Optionally, the score is a weighted sum of one or at least two of the above similarities.
Optionally, if the maximum value of the scores of one or more face frames is greater than or equal to the score threshold, the face in the face frame is determined to be a real face. Otherwise, the face in the face frame is judged to be a false face.
Alternatively, if the face in the face frame is determined to be a dummy face, the step S14 is re-entered according to the information of the face frame that is tracked and updated by the camera until the face in the face frame is determined to be a real face, or until a preset execution time is exceeded. And if the execution time exceeds the preset execution time, judging the face in the face frame to be a false face. The preset execution time is set by the user based on experience or experiment.

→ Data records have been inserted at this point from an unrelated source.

PR #2162, opened 2024-03-26
internal: skip platform-specific code when building with TinyGo

orsinium:
Use build tags to skip some platform-specific Go code when building the project using TinyGo.

Together with my other recent PRs into the project, this one completes the set of changes required to build the project with TinyGo. When all of them are merged, I'll make sure to do one final check that it works as intended and then I'll add the TinyGo builds on CI.

Related open PRs: #2161 and #2160

### DIFF
--- a/internal/engine/wazevo/entrypoint_amd64.go
+++ b/internal/engine/wazevo/entrypoint_amd64.go
@@ -1,3 +1,5 @@
+//go:build amd64 && !tinygo
+
 package wazevo
 
 import _ "unsafe"
--- a/internal/engine/wazevo/entrypoint_arm64.go
+++ b/internal/engine/wazevo/entrypoint_arm64.go
@@ -1,3 +1,5 @@
+//go:build arm64 && !tinygo
+
 package wazevo
 
 import _ "unsafe"
--- a/internal/engine/wazevo/entrypoint_others.go
+++ b/internal/engine/wazevo/entrypoint_others.go
@@ -1,4 +1,4 @@
-//go:build !arm64 && !amd64
+//go:build (!arm64 && !amd64) || tinygo
 
 package wazevo
 
--- a/internal/platform/cpuid_amd64.go
+++ b/internal/platform/cpuid_amd64.go
@@ -1,3 +1,5 @@
+//go:build amd64 && !tinygo
+
 package platform
 
 // CpuFeatures exposes the capabilities for this CPU, queried via the Has, HasExtra methods
--- a/internal/platform/cpuid_unsupported.go
+++ b/internal/platform/cpuid_unsupported.go
@@ -12,7 +12,3 @@ func (c *cpuFeatureFlags) Has(cpuFeature CpuFeature) bool { return false }
 
 // HasExtra implements the same method on the CpuFeatureFlags interface
 func (c *cpuFeatureFlags) HasExtra(cpuFeature CpuFeature) bool { return false }
-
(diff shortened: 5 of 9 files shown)


internal/engine/wazevo/entrypoint_amd64.go
```diff
@@ -1,3 +1,5 @@
+//go:build amd64 && !tinygo
```
ncruces, line 1: I dunno what style this project favours (or if this is part of a more general style guide), but duplicating the tag from the filename is unnecessary.

ncruces (approved):

internal/engine/wazevo/entrypoint_amd64.go
deadprogram: Adding the tag is to make sure the TinyGo compiler is able to completely optimize away everything it can. Every byte counts on such constrained devices.

ncruces: Not sure I understood. I'm saying since the file already has a `_amd64` the `amd64` in the tag is unnecessary, so this should do the same as the above:

```go
//go:build !tinygo
```

That said, I'm not sure if there's a convention where duplicating the tag and filename is considered good form.

deadprogram: TinyGo uses build tags because of supporting so many different hardware devices, not just processor families, and without any operating system on them. You can ALSO use TinyGo to build for Linux/Windows/Darwin targets.

Hence the addition of the build tag specifically for the TinyGo compiler, since the baremetal on MCU targets are the ones we are using Wazero compiled using TinyGo.

Hopefully that clarifies the intent here.

ncruces: I'm sorry, I'm still confused.
I'm 100% ok with `//go:build !tinygo`.
I'm just asking if we need/want `//go:build amd64 && !tinygo` (given that the file is `_amd64.go`).

evacchi: @deadprogram what @ncruces is saying is the file is already named `entrypoint_amd64.go` hence the build tag `amd64` is redundant. 

I am kind of wondering if these two tags are necessary since there is already the catchall `entrypoint_others.go` where the build condition is `!arm64 && !amd64`.

deadprogram: OK, now I think I understand.

So basically all we would need would be `//go:build !tinygo` since the file naming already handles using "Big Go" compiler, and the build tag handles TinyGo.

ncruces: That said, the duplication doesn't hurt. It's a matter of style, and I was more asking the team if a style guide applies.

I know, I'm the unwanted style enforcer. 🙂

evacchi: I am not aware of a specific guideline, but I agree we should try to be minimal when possible :) but I am also not 100% sure if explicitly indicating `//go:build` overrides the naming convention, in that case better keep both for clarity IMO

deadprogram: > in that case better keep both for clarity IMO

In which case, this PR is ready for merge! :smile_cat:

ncruces: No, they're always cumulative, with an "and" _i.e._ `_filename.go && (go:build tags)`.

evacchi (approved):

To sum up, this application sets up the comparative region that corresponds through the people's face frame that the camera detected in the radar image to in the comparative region discernment human candidate frame, reuse human candidate frame come the supplementary authenticity of judging the people's face, can utilize the supplementary authenticity of judging the people's face that the camera detected of radar effectively.
Compared with the prior art, this application does not need radar and camera to combine by force to a radar can be served for a plurality of cameras simultaneously. Therefore, by using the method of the invention, the existing camera can be combined with the radar after simple software upgrading and other operations. Therefore, the invention can fully utilize the existing social resources and has low cost and high efficiency.
The above description is only an embodiment of the present application, and is not intended to limit the scope of the present application, and all equivalent structures or equivalent processes performed by the present application and the contents of the attached drawings, which are directly or indirectly applied to other related technical fields, are also included in the scope of the present application.